▶ Exercise goal
Reproduce only the stretch of entries below that begins at the first line and ends at the line holding "## Changes proposed".

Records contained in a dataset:
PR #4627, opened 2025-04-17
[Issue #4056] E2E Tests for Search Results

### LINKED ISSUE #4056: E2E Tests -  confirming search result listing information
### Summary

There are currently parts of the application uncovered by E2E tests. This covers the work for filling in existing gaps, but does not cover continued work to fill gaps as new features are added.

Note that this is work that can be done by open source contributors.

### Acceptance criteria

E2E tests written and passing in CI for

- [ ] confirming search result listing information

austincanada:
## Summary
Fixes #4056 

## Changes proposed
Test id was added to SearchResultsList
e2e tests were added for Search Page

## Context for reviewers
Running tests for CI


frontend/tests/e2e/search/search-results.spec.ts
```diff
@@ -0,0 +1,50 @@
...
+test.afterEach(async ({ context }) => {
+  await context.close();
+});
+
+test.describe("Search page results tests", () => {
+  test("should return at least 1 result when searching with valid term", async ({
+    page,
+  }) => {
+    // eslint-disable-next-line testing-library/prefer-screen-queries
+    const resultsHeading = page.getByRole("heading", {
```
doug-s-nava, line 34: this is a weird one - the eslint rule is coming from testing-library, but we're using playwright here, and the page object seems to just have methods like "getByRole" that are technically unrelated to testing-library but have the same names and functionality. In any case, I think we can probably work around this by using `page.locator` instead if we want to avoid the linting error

▶ Solution below
PR #4627, opened 2025-04-17
[Issue #4056] E2E Tests for Search Results

### LINKED ISSUE #4056: E2E Tests -  confirming search result listing information
### Summary

There are currently parts of the application uncovered by E2E tests. This covers the work for filling in existing gaps, but does not cover continued work to fill gaps as new features are added.

Note that this is work that can be done by open source contributors.

### Acceptance criteria

E2E tests written and passing in CI for

- [ ] confirming search result listing information

austincanada:
## Summary
Fixes #4056 

## Changes proposed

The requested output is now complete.